PR #3459, opened 2023-09-18
FINERACT-1979: Better versioning plugin for Gradle builds

kjozsa:
use qoomon versioning plugin to properly version built artifacts based on the last git tag

## Description

Got rid of the jgitver `0.10.0-rc03` plugin and replaced it with the more configurable qoomon git versioning plugin.

Behaviour: 
- when HEAD has a git tag, the artifacts get a release version named the same as the tag (eg. tag 1.8.4 will result artifacts like `fineract-client/build/libs/fineract-client-1.8.4.jar`
- when HEAD has no git tag, artifacts use a SNAPSHOT version after the last minor version. Eg. if last tag was 1.8.4, the built artifacts will have version `1.8.5-SNAPSHOT`.


vidakovic (approved):
LGTM

PR #3555, opened 2023-10-31
FINERACT-1997: Log failed requests of a BatchAPI request in audit trail

mariiaKraievska:
## Description

Fixed the issue when failed requests of a BatchAPI request were not logged in audit trail.

JIRA ticket - https://issues.apache.org/jira/browse/FINERACT-1997

## Checklist


adamsaghy:
@b0c1 @marta-jankovics Please review!

fineract-core/src/main/java/org/apache/fineract/commands/service/SynchronousCommandProcessingService.java
```diff
@@ -139,7 +139,8 @@ public CommandProcessingResult executeCommand(final CommandWrapper wrapper, fina
             commandSource.setCommandJson(toApiJsonSerializer.serializeResult(result.getChanges()));
         }
 
-        commandSource = commandSourceService.saveResultSameTransaction(commandSource);
+        commandSource = sameTransaction ? commandSourceService.saveResultSameTransaction(commandSource)
+                : commandSourceService.saveResultNewTransaction(commandSource);
```
mariiaKraievska, line 148: I made this fix to prevent a "403 - Dublicate entry key" exception when the 'sameTransaction' variable in this method is "true".

fineract-core/src/main/java/org/apache/fineract/batch/service/BatchApiServiceImpl.java
```diff
@@ -116,7 +116,7 @@ public List<BatchResponse> handleBatchRequestsWithoutEnclosingTransaction(final
      */
     @Override
     public List<BatchResponse> handleBatchRequestsWithEnclosingTransaction(final List<BatchRequest> requestList, final UriInfo uriInfo) {
-        return callInTransaction(Function.identity()::apply, () -> handleBatchRequests(true, requestList, uriInfo));
+        return callInTransaction(Function.identity()::apply, () -> handleBatchRequests(true, requestList, uriInfo), true);
```
marta-jankovics, line 119: Could you please explain why this was needed? The enclosing transaction was put both cases but
withEnclosingTransaction around the whole batch and withoutEnclosingTransaction around each separate execution.
If you change this then there is a use-case with withoutEnclosingTransaction which might not work: when the parent request fails then all the child requests should also fail, in method parentRequestFailedRecursive we should mark the child transactions to be rolled back. Is this working fine after your change?
Additionally this story is about to handle both with- and without enclosing transaction cases - to save the failed command - and I do not see how this helps in case of withEnclosing case. 
With this change, as I see, the problem is not solved, but postponed.

fineract-core/src/main/java/org/apache/fineract/commands/service/SynchronousCommandProcessingService.java
marta-jankovics: Can you please explain why you had "403 - Dublicate entry key" and how save in new transaction helps?
As this is the success branch, it actually does not matter if we save in the same or in new transaction, in both cases it will be saved.
Please make sure that you do not save new instance for each retry.
What is not happening right now is to save the command even if it was failed, so the code that you should change is in the catch (Throwable t) branch: instead of saveResultSameTransaction for 'sameTransaction' we should call 'saveResultNewTransaction' each time. But what is missing though, is to set the failed code at the end.

marta-jankovics (changes requested):

fineract-core/src/main/java/org/apache/fineract/commands/service/SynchronousCommandProcessingService.java
marta-jankovics: I was thinking... saving in a new transaction is wrong, because we do NOT want to save success for each sub-request, only when the whole batch transaction was success. This can not be merged.

mariiaKraievska: But if I understand what you mean correctly, every successful sub-request was saved in the audit before my changes (when enclosingTransaction=false), the problem was that unsuccessful sub-requests were not saved. When enclosingTransaction=true, if there is at least one unsuccessful sub-request, then both: before and after my changes, no sub-request is saved in the audit.

adamsaghy (changes requested):
Based on the comments of @marta-jankovics

fineract-core/src/main/java/org/apache/fineract/commands/service/SynchronousCommandProcessingService.java
mariiaKraievska: > Can you please explain why you had "403 - Dublicate entry key" and how save in new transaction helps? As this is the success branch, it actually does not matter if we save in the same or in new transaction, in both cases it will be saved. Please make sure that you do not save new instance for each retry. What is not happening right now is to save the command even if it was failed, so the code that you should change is in the catch (Throwable t) branch: instead of saveResultSameTransaction for 'sameTransaction' we should call 'saveResultNewTransaction' each time. But what is missing though, is to set the failed code at the end.

Due to the fact that the saveInitialSameTransaction was called instead of saveInitialNewTransaction, unsuccessful sub-requests were not logged to the audit trail (we are talking about the case when enclosingTransaction=false when calling BatchAPI, since this is exactly the case described in the task, as far as I understand). When I made it so that when enclosingTransaction=false, saveInitialNewTransaction was called, unsuccessful sub-requests began to be logged to the audit trail, but a new problem arose: after executing saveInitialNewTransaction, the database already contained a transaction with a unique key binding (action_name, entity_name, idempotency_key) in table "m_portfolio_command_source". Therefore, when calling the saveResultSameTransaction below, the error "403 - Dublicate entry key" began to return, because the database already had a record with the same key. You can't use saveInitialNewTransaction first and saveResultSameTransaction below on the same entity - this can lead to data inconsistency or re-saving data (as it happened to me). What about the duplication, there is no duplication, because saveAndFlush works as follows: if there is a record in the database, it updates it, if not, it creates it (let's ignore the data inconsistency problems that I described earlier).

mariiaKraievska: I also tried to do as you described ("Тhe code that you should change is in the catch (Throwable t) branch: instead of saveResultSameTransaction for 'sameTransaction' we should call 'saveResultNewTransaction' each time."). But with this approach, unsuccessful sub-requests are not logged to the audit trail :(

fineract-core/src/main/java/org/apache/fineract/batch/service/BatchApiServiceImpl.java
mariiaKraievska: I did this so that when calling the withoutEnclosingTransaction method, the 'sameTransaction' flag in the executeCommand method of the SynchronousCommandProcessingService was false and then saveInitialNewTransaction was called, because this guarantees that unsuccessful sub-requests are recorded in the trail audit logs. As for the use-case `when the parent request fails then all the child requests should also fail, in method parentRequestFailedRecursive we should mark the child transactions to be rolled back`, after my changes nothing seems to be broken. I tested it again today.

fineract-core/src/main/java/org/apache/fineract/commands/service/SynchronousCommandProcessingService.java
marta-jankovics: "When enclosingTransaction=true, if there is at least one unsuccessful sub-request, then both: before and after my changes, no sub-request is saved in the audit."
Exactly this is the problem to be fixed.

"Due to the fact that the saveInitialSameTransaction was called instead of saveInitialNewTransaction, unsuccessful sub-requests were not logged to the audit trail (we are talking about the case when enclosingTransaction=false when calling BatchAPI, since this is exactly the case described in the task, as far as I understand)."
The task is about both with- and without enclosing transaction use-cases so we should fix both.
SaveInitial just saves a skeleton, that we cannot leave in the database as such (maybe we can completely remove this step), but we should extend this - for both failed and successful cases - with the error code or response and we should make sure that this extension is also saved. Without this, saving the skeleton is not a solution.

"a new problem arose: after executing saveInitialNewTransaction, the database already contained a transaction with a unique key binding (action_name, entity_name, idempotency_key) in table "m_portfolio_command_source""
This cannot happen, only if you create new instance and try to save in new transaction, which is a bug. That is why we check if the command already exists for retry. 
If someone called the same request with the same idempotency key, that should fail and return the appropriate error code.

"You can't use saveInitialNewTransaction first and saveResultSameTransaction below on the same entity".
Why not? Either every sub-requests are successful and then will be saved with the same transaction, or when a sub-request fails, you should go and update all the already ran sub requests as failed in the catch branch. With your solution we might save sub-request commands as successful, although these were rolled back with a later failed sub-request.

"I also tried to do as you described ("Тhe code that you should change is in the catch (Throwable t) branch: instead of saveResultSameTransaction for 'sameTransaction' we should call 'saveResultNewTransaction' each time."). But with this approach, unsuccessful sub-requests are not logged to the audit trail :("
I guess the actual sub request was saved as failed, but the previous sub-requests were not saved. This is because you should go back to the already ran sub requests and mark them as failed in a new transaction. Even if we do not save these earlier sub-requests, it is better than save them as success.
Maybe we should introduce an idempotency key for the batch itself and not for the sub-requests.
This was not designed yet.

marta-jankovics (changes requested):

fineract-core/src/main/java/org/apache/fineract/commands/service/SynchronousCommandProcessingService.java
mariiaKraievska: @marta-jankovics  Thank you for your answer. However, I would like to look into this issue in more detail. Please read the attached document, in which I have described my thought process. Thank you for your patience, I look forward to your response.
[BatchAPI issue, 1997.docx](https://github.com/apache/fineract/files/13380854/BatchAPI.issue.1997.docx)

marta-jankovics: Hi Maria, appreciate your detailed description, here is my answer.
We have three different cases for command processing:
1.	Independent API calls
There is no _BatchRequestContextHolder.enclosingTransaction_ set.
It is working as expected, both successful and failed commands are saved, no issue here.
2.	Batch request without enclosing transaction
_BatchRequestContextHolder. batchAttributes_ is set – so we know that we are inside a batch.
_BatchRequestContextHolder.enclosingTransaction_ was set for each sub-request separately to a new transaction (which was different for each sub-request).
You changed this to keep _BatchRequestContextHolder.enclosingTransaction_ empty , which might be ok, I just asked one thing to check:
**When the parent request fails then all the referencing child requests should also fail, in method parentRequestFailedRecursive we should mark the child transactions to be rolled back. Is this working fine after your change?**
Another minor change: **there is already a parameter, called boolean enclosingTransaction. Please name your parameter the same way**.
After your change, this will behave the same way as the independent transactions, see point 1., so **I do not think, that we need to change anything** in _SynchronousCommandProcessingService_.
3.	Batch request with enclosing transaction
_BatchRequestContextHolder. batchAttributes_ is set – so we know that we are inside a batch.
_BatchRequestContextHolder.enclosingTransaction_ is set to one common transaction for all the sub-requests.
**Actually, the story was created to solve the problem of this use-case, because the failed requests here are not saved at all, and it is not correct from audit perspective.**
With your change, you eliminated the problem for the previous batch type by changing the _enclosingTransaction_ state, but the problem itself was not solved.
The solution needs to be designed first and shared with the community, before we change anything.
Probably the best solution would be to add an idempotency key to the batch request itself, and save only one command (with the whole request body as command json), and nothing for the sub-requests.

Please note that there are some changes coming for both _SynchronousCommandProcessingService_ and _BatchApiServiceImpl_ with this PR: https://github.com/apache/fineract/pull/3589

mariiaKraievska: @marta-jankovics Thank you for your answer. Please read the attached document in which I have answered your question on the paragraph described in your last comment "**2. Batch request without enclosing transaction**" as well as described my changes from the last commit, which relates to the paragraph "**3. Batch request with enclosing transaction**". If my solution is appropriate, I will squash the commits and add a test. Thank you, I am waiting for your reply.
[Detailed response.docx](https://github.com/apache/fineract/files/13451772/Detailed.response.docx)

fineract-core/src/main/java/org/apache/fineract/commands/service/SynchronousCommandProcessingService.java
```diff
@@ -201,6 +203,14 @@ private void setIdempotencyKeyStoreFlag(boolean flag) {
         fineractRequestContextHolder.setAttribute(IDEMPOTENCY_KEY_STORE_FLAG, flag);
     }
 
+    @Override
+    public void logFailedBatchRequestWithEnclosingTransaction(final CommandWrapper commandRequest, final BatchResponse failedBatchResult) {
+        final AppUser user = context.authenticatedUser(commandRequest);
+        final CommandSource commandSource = CommandSource.fullEntryForBatchFailed(commandRequest, failedBatchResult, user,
+                idempotencyKeyGenerator.create());
```
marta-jankovics, line 210: I do not think that generating a new idempotency key is correct, rather we should read it from the incoming request header and save that. The main purpose of the idempotency is that the caller knows it and if it tries to reuse (from same or different instance) then the same result (without perform anything) is returned.

fineract-core/src/main/java/org/apache/fineract/batch/service/BatchApiServiceImpl.java
marta-jankovics: You are right that enclosingTransaction flag should be correctly set for 'withoutEnclosingTransaction' case to false. This was a bug and will be fixed with the 4-eye principle PR 
https://github.com/apache/fineract/pull/3649
as maker-checker concept was also not working in this case.
Unfortunately this does not solve the batch api problem of this story.

marta-jankovics:
@mariiaKraievska Can you please leave this story until we carefully design the solution, discuss it with the community and wait for the developers response? Your solution might work, although I've commented some code parts that should be changed, but let us think first on the final solution we should go for. We should be careful here, because with this story, the usage of the batch API will be changed.
I really appriciate your contribution. If you have time, until this story is well designed, it will be a big help, if you could check
https://issues.apache.org/jira/browse/FINERACT-2013 
Thank you!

◆ **YOUR TASK**: The lines from the one with "will be changed." through the end of the data above are to be set down exactly, with both boundary lines included and no other lines.

◆ **FINISHED EXERCISE**:
@mariiaKraievska Can you please leave this story until we carefully design the solution, discuss it with the community and wait for the developers response? Your solution might work, although I've commented some code parts that should be changed, but let us think first on the final solution we should go for. We should be careful here, because with this story, the usage of the batch API will be changed.
I really appriciate your contribution. If you have time, until this story is well designed, it will be a big help, if you could check
https://issues.apache.org/jira/browse/FINERACT-2013 
Thank you!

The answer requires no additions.